:: Task details ::
Your response should consist of one number, the count of lines below that contain "integration".

Stored data:

PR #1556, opened 2018-05-08
add indicators thresholds as instance parameters

noaco:
[etc/issues/10058](https://github.com/demisto/etc/issues/10058)

### DIFF
--- a/Integrations/integration-AnomaliThreatStream.yml
+++ b/Integrations/integration-AnomaliThreatStream.yml
@@ -32,6 +32,21 @@ configuration:
   defaultvalue: ""
   type: 8
   required: false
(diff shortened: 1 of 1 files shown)


Integrations/integration-AnomaliThreatStream.yml
```diff
@@ -32,6 +32,21 @@ configuration:
   defaultvalue: ""
   type: 8
   required: false
+- display: File Threshold
```
anara123: Add description of threshold range for all thresholds , and explain the numbers

noaco:
will be handheld on https://github.com/demisto/etc/issues/12043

:: Task solution ::
3